Under an agreement announced Thursday in Sacramento, initiatives to pursue the goal include installing more electric charging stations, introducing or extending tax breaks for consumers and adding zero-emission vehicles to government fleets.
Zero-emission vehicles include battery-electric vehicles, plug-in hybrid-electric vehicles, and hydrogen fuel-cell-electric vehicles.
Electric car sales in the nation more than tripled last year to about 52,000, from 17,000 in 2011, figures from the coalition show.
In the first and second quarters of this year, 40,000 plug-in cars were sold.
"We think it's doable," Mary Nichols, chairman of the Air Resources Board in California, the biggest market in the group, was quoted as saying by The Washington Post. "The market is moving fast."
A Massachusetts Institute of Technology study released in August found air pollution accounted for 200,000 premature deaths in the United States in 2005, more than 58,000 of which can be attributed to vehicle emissions.
"This agreement is a major step forward to reducing the emissions that are causing our climate to change and unleashing the extreme weather that we are experiencing with increased frequency," said New York Gov. Andrew Cuomo, in a statement.
"This collaboration builds on New York's Charge NY initiative, which is creating a statewide network of 3,000 charging stations by 2018 and will provide New Yorkers with a convenient and affordable alternative to increasingly expensive gasoline and diesel," Cuomo said.
The Union of Concerned Scientists applauded the eight-state agreement, calling it "a key solution for tackling climate change and cutting our nation's projected oil use in half over the next 20 years."
"Reducing barriers to electric vehicle adoption through incentives and support for refueling infrastructure will provide more choices for consumers, lower fuel costs, and reduce pollution," said David Reichmuth, senior engineer with the union's Clean Vehicles program, in a statement.
Analysts at the Kelley Blue Book auto information service questioned the practicality of the group's goals.

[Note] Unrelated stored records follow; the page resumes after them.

PR #178, opened 2021-02-05
texture/buffer: add and use explicit usage flags

mbouron-gpsw:


libnodegl/backends/gl/texture_gl.c
```diff
@@ -253,7 +253,8 @@ static int texture_init_fields(struct texture *s)
     struct glcontext *gl = gctx_gl->glcontext;
     const struct texture_params *params = &s->params;
 
-    if (params->usage & NGLI_TEXTURE_USAGE_ATTACHMENT_ONLY) {
+    if (params->usage == NGLI_TEXTURE_USAGE_COLOR_ATTACHMENT_BIT ||
+        params->usage == NGLI_TEXTURE_USAGE_DEPTH_STENCIL_ATTACHMENT_BIT) {
```
cboesch-gpsw, line 257: aren't you supposed to use `&` here?

libnodegl/backends/gl/texture_gl.c
```diff
@@ -430,7 +431,8 @@ int ngli_texture_gl_upload(struct texture *s, const uint8_t *data, int linesize)
 
     /* texture with external storage (including wrapped textures and render
      * buffers) cannot update their content with this function */
-    ngli_assert(!s->external_storage && !(params->usage & NGLI_TEXTURE_USAGE_ATTACHMENT_ONLY));
+    ngli_assert(!s->external_storage);
+    ngli_assert(params->usage & NGLI_TEXTURE_USAGE_TRANSFER_DST_BIT);
```
cboesch-gpsw, line 435: Earlier you replaced `NGLI_TEXTURE_USAGE_ATTACHMENT_ONLY` with `NGLI_TEXTURE_USAGE_COLOR_ATTACHMENT_BIT` and `NGLI_TEXTURE_USAGE_DEPTH_STENCIL_ATTACHMENT_BIT`; why is this replaced with `NGLI_TEXTURE_USAGE_TRANSFER_DST_BIT` here?

libnodegl/hwupload.c
```diff
@@ -87,6 +87,9 @@ static int init_hwconv(struct ngl_node *node)
     params.format = NGLI_FORMAT_R8G8B8A8_UNORM;
     params.width  = mapped_image->params.width;
     params.height = mapped_image->params.height;
+    params.usage  = NGLI_TEXTURE_USAGE_COLOR_ATTACHMENT_BIT |
+                    NGLI_TEXTURE_USAGE_SAMPLED_BIT          |
+                    NGLI_TEXTURE_USAGE_STORAGE_BIT;
```
cboesch-gpsw, line 92: style: `|` below the `=`?

libnodegl/backends/gl/texture_gl.c
mbouron-gpsw: == is intended, you want a renderbuffer only when there is no other usage than color or depth_stencil attachment.

libnodegl/backends/gl/texture_gl.c
mbouron-gpsw: NGLI_TEXTURE_USAGE_ATTACHMENT_ONLY meant either NGLI_TEXTURE_USAGE_COLOR_ATTACHMENT_BIT or NGLI_TEXTURE_USAGE_DEPTH_STENCIL_ATTACHMENT_BIT.

Uploading data to a texture is only possible if the texture is flagged with NGLI_TEXTURE_USAGE_TRANSFER_DST_BIT (which does not exclude that the texture can also be flagged as a color or depth/stencil attachment).

libnodegl/hwupload.c
mbouron-gpsw: I removed this chunk which is not necesarry. params is copied from texture_priv->params which already contains the proper usage flags. I modified the following commit (texture: infer textures usage from the graph) to add NGLI_TEXTURE_USAGE_COLOR_ATTACHMENT_BIT (since it is not set by default anymore in texture_prefetch()).

mbouron-gpsw: I've fixed the occurrence of this pattern.

cboesch-gpsw (approved):

libnodegl/node_texture.c
```diff
@@ -284,6 +284,10 @@ static int texture_prefetch(struct ngl_node *node)
         case NGL_NODE_BUFFERVEC2:
         case NGL_NODE_BUFFERVEC4: {
             struct buffer_priv *buffer = s->data_src->priv_data;
+            if (buffer->block) {
```
jmoguillansky-gpsw, line 292: should this be ngli_assert(buffer->block == 0)?
when the texture data source is a buffer, block should always be 0
You can't use a uniform buffer as a texture, etc

libnodegl/backends/gl/gctx_gl.c
```diff
@@ -108,6 +108,7 @@ static int wrap_capture_cvpixelbuffer(struct gctx *s,
         .format = NGLI_FORMAT_B8G8R8A8_UNORM,
         .width  = width,
         .height = height,
+        .usage  = NGLI_TEXTURE_USAGE_COLOR_ATTACHMENT_BIT,
```
jmoguillansky-gpsw, line 111: why?  You're sampling the buffer, not rendering to it with the GPU

libnodegl/backends/gl/texture_gl.c
jmoguillansky-gpsw: shouldn't this be something more like if color attachment and not sampled or if depth_stencil attachment ?

libnodegl/texture.h
```diff
@@ -46,7 +46,14 @@ enum {
...
 };
 
-#define NGLI_TEXTURE_USAGE_ATTACHMENT_ONLY (1 << 0)
+enum {
+    NGLI_TEXTURE_USAGE_TRANSFER_SRC_BIT             = 1 << 0,
+    NGLI_TEXTURE_USAGE_TRANSFER_DST_BIT             = 1 << 1,
+    NGLI_TEXTURE_USAGE_SAMPLED_BIT                  = 1 << 2,
+    NGLI_TEXTURE_USAGE_STORAGE_BIT                  = 1 << 3,
+    NGLI_TEXTURE_USAGE_COLOR_ATTACHMENT_BIT         = 1 << 4,
+    NGLI_TEXTURE_USAGE_DEPTH_STENCIL_ATTACHMENT_BIT = 1 << 5,
```
jmoguillansky-gpsw, line 55: we may want to add transient attachment bit (can be a future improvement...)

jmoguillansky-gpsw: I'm not sure if these will map to metal backend....  I think metal infers these based on the usage of the texture (like GL)

libnodegl/node_texture.c
```diff
@@ -253,16 +253,10 @@ static int texture_prefetch(struct ngl_node *node)
...
-    if (ngli_format_has_depth(params->format) || ngli_format_has_stencil(params->format)) {
-        params->usage |= NGLI_TEXTURE_USAGE_DEPTH_STENCIL_ATTACHMENT_BIT;
-    } else {
-        params->usage |= NGLI_TEXTURE_USAGE_STORAGE_BIT;
-        params->usage |= NGLI_TEXTURE_USAGE_COLOR_ATTACHMENT_BIT;
-    }
+    params->usage |= NGLI_TEXTURE_USAGE_TRANSFER_DST_BIT | NGLI_TEXTURE_USAGE_SAMPLED_BIT;
+
+    if (params->mipmap_filter != NGLI_MIPMAP_FILTER_NONE)
+        params->usage |= NGLI_TEXTURE_USAGE_TRANSFER_SRC_BIT;
```
jmoguillansky-gpsw, line 259: how come you're removing the flags depth_stencil_attachment, storage, color_attachment?

libnodegl/node_texture.c
```diff
@@ -253,16 +253,10 @@ static int texture_prefetch(struct ngl_node *node)
     if (gctx->features & NGLI_FEATURE_TEXTURE_STORAGE)
         params->immutable = 1;
 
-    params->usage = NGLI_TEXTURE_USAGE_TRANSFER_SRC_BIT
-                  | NGLI_TEXTURE_USAGE_TRANSFER_DST_BIT
-                  | NGLI_TEXTURE_USAGE_SAMPLED_BIT;
-
-    if (ngli_format_has_depth(params->format) || ngli_format_has_stencil(params->format)) {
```
jmoguillansky-gpsw: how come you're removing the cases related to the flags depth_stencil_attachment, storage, color_attachment

libnodegl/pass.c
```diff
@@ -181,7 +181,7 @@ static int register_block(struct pass *s, const char *name, struct ngl_node *blo
      * Select buffer type. We prefer UBO over SSBO, but in the following
      * situations, UBO is not possible.
      */
-    int type = block->type == NGLI_TYPE_NONE ? NGLI_TYPE_UNIFORM_BUFFER : block->type;
+    int type = NGLI_TYPE_UNIFORM_BUFFER;
     if (block->layout == NGLI_BLOCK_LAYOUT_STD430) {
         LOG(DEBUG, "block %s has a std430 layout, declaring it as SSBO", name);
         type = NGLI_TYPE_STORAGE_BUFFER;
```
jmoguillansky-gpsw, line 188: I think a storage buffer can also be std140.  
But from a higher level perspective:
why are we inferring the buffer type passed on the layout parameter?
Isn't it simpler if the user directly indicates the storage type instead of setting a layout value and pgcraft inferring the buffer type?

libnodegl/nodes.h
```diff
@@ -92,6 +92,10 @@ struct ngl_ctx {
     struct darray modelview_matrix_stack;
     struct darray projection_matrix_stack;
     struct darray activitycheck_nodes;
+    /* The initialization of the block and buffer nodes is delayed because
+     * their usage is only known at the end of the init stage */
+    struct darray pending_init_buffer_nodes;
```
jmoguillansky-gpsw, line 97: why do you need this extra data structure?
If you're initializing the object on demand, when the usage is known, can you just check if the object is NULL, and if so, then initialize it there?

libnodegl/nodes.h
```diff
@@ -491,6 +495,7 @@ int ngli_prepare_draw(struct ngl_ctx *s, double t);
 void ngli_node_draw(struct ngl_node *node);
 
 int ngli_node_attach_ctx(struct ngl_node *node, struct ngl_ctx *ctx);
+int ngli_node_attach_ctx_internal(struct ngl_node *node, struct ngl_ctx *ctx);
```
jmoguillansky-gpsw, line 498: what's the difference between these two functions?
Can you add a comment describing the purpose?

libnodegl/buffer.h
```diff
@@ -25,8 +25,13 @@
 struct gctx;
 
 enum {
-    NGLI_BUFFER_USAGE_STATIC,
-    NGLI_BUFFER_USAGE_DYNAMIC,
+    NGLI_BUFFER_USAGE_DYNAMIC_BIT        = 1 << 0,
```
jmoguillansky-gpsw, line 28: I'm not sure if this flag (DYNAMIC_BIT) belongs here.  
This is more of a usage hint to the driver.  
Maybe this should be a separate enum NGLI_BUFFER_USAGE_HINT_DYNAMIC_BIT.
Also, this doesn't really map to vulkan.  
I think the closest equivalent in Vulkan would be HOST_VISIBLE_BIT?  
https://developer.arm.com/documentation/101897/0200/cpu-overheads/vulkan-cpu-memory-mapping

This is basically a hint to the GL driver to store the buffer in CPU memory instead of GPU memory (since the CPU is writing to it a lot)?

jmoguillansky-gpsw: Maybe once we remove GL backend we can remove this usage hint too...

jmoguillansky-gpsw: what happens if we remove BUFFER_USAGE_DYNAMIC and use GL_STATIC_DRAW in GL backend for everything?  What's the impact on performance?

libnodegl/pass.c
```diff
@@ -182,13 +182,16 @@ static int register_block(struct pass *s, const char *name, struct ngl_node *blo
      * situations, UBO is not possible.
      */
     int type = NGLI_TYPE_UNIFORM_BUFFER;
+    int usage = NGLI_BUFFER_USAGE_UNIFORM_BUFFER_BIT;
```
jmoguillansky-gpsw, line 185: do we need both?  Isn't this sort of redundant?
Can we just remove "type" and use "usage" instead?

libnodegl/pass.c
```diff
@@ -182,13 +182,16 @@ static int register_block(struct pass *s, const char *name, struct ngl_node *blo
...
     if (block->layout == NGLI_BLOCK_LAYOUT_STD430) {
         LOG(DEBUG, "block %s has a std430 layout, declaring it as SSBO", name);
         type = NGLI_TYPE_STORAGE_BUFFER;
```
jmoguillansky-gpsw, line 188: There must be a better way to detect the type of the buffer than from the layout declaration...?

libnodegl/backends/gl/gctx_gl.c
mbouron-gpsw: We are rendering to it, the video buffer acts as a render target.

libnodegl/texture.h
mbouron-gpsw: This will be added later on.

libnodegl/node_texture.c
mbouron-gpsw: They are inferred from the graph, ie: the parent nodes are responsible from settings the correct usage flags.

libnodegl/node_texture.c
mbouron-gpsw: We don't want to assert when the user doesn't use the API properly.

libnodegl/pass.c
mbouron-gpsw: Yes a storage buffer can also be std140. We are selecting the buffer type based on the layout because the nodegl API let the user select the layout of the block node. We were considering removing the layout parameter from the block node. We would still need to set the buffer type depending on the block size and if the buffer is marked as writable in the resource props. A future improvement could be either specifying the block type to the block node or adding a "storage" hint to the resource props (like we have a writable property).

libnodegl/buffer.h
mbouron-gpsw: I kept the flag only for OpenGL compatibility and wanted to avoid adding another parameter for now. As you said, this usage hint does not to map the vulkan backend at all.

If we use GL_STATIC_DRAW all the time, the driver will complain when the buffer is updated more than once. A possible solution would be use GL_DYNAMIC_DRAW all the time and remove the flag but I don't know the performance implications as it's highly driver / gpu dependent. And yes, this flag will be removed once we get rid of OpenGL. I would keep it this way for now so we don't introduce any potential performance regressions on the OpenGL backend.

libnodegl/pass.c
mbouron-gpsw: Yes as I said above, we should remove probably remove the layout parameter from the block node and either add a type parameter to the block node or a "storage" field to the resource props.

libnodegl/pass.c
mbouron-gpsw: It depends if we want to keep the possibility to bind the same buffer differently depending on the pipeline and It also depends on the way we infer the type from the graph (ie: having layout removed from the block node + either adding a type parameter to the block node or adding a "storage" hint to the resource props of the pipeline).

libnodegl/nodes.h
mbouron-gpsw: I will come up with another approach (i'm currently testing it locally) that do not require another data structure and simplify the diff.

libnodegl/nodes.h
mbouron-gpsw: This chunk has been removed in favor of a cleaner solution to defer pass buffers initialization.

libnodegl/nodes.h
mbouron-gpsw: PR updated. Deferring pass buffer initialization is now local to pass.c.

libnodegl/backends/gl/texture_gl.c
mbouron: Renderbuffers cannot be sampled nor used as an image nor you can't upload data to it and these texture usage flags do not map to OpenGL.
For example, allowing TRANSFER_DST with renderbuffers means that the user would expect ngli_texture_upload() to function properly which is not possible. 
IMHO, it's safer to use renderbuffers only if the usage is COLOR_ATTACHMENT or DEPTH_STENCIL_ATTACHMENT.

jmoguillansky-gpsw: Sounds good.  Maybe consider adding a comment (this code might be a bit confusing)

libnodegl/node_texture.c
jmoguillansky-gpsw: Maybe this parameter checking should be done at a higher level, like api.c?

libnodegl/backends/gl/gctx_gl.c
jmoguillansky-gpsw: What are you rendering to it?

libnodegl/pass.c
jmoguillansky-gpsw: I don't think we needa buffer "type".  A buffer can have one or more usages.  e.g. in vulkan we have vkbuffer and in metal, mtlbuffer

"As it stands today, zero-emission vehicles remain out of reach for the typical budget-conscious consumer, especially when compared to far more affordable compact and subcompact cars," Alec Gutierrez, a senior analyst at Kelley, was quoted as saying by the San Jose (Calif.) Mercury News. "Until battery costs come down, electric-vehicle range increases, and infrastructure to support zero-emission vehicles improves, we expect to see market share continue to grow at a snail's pace in the short term."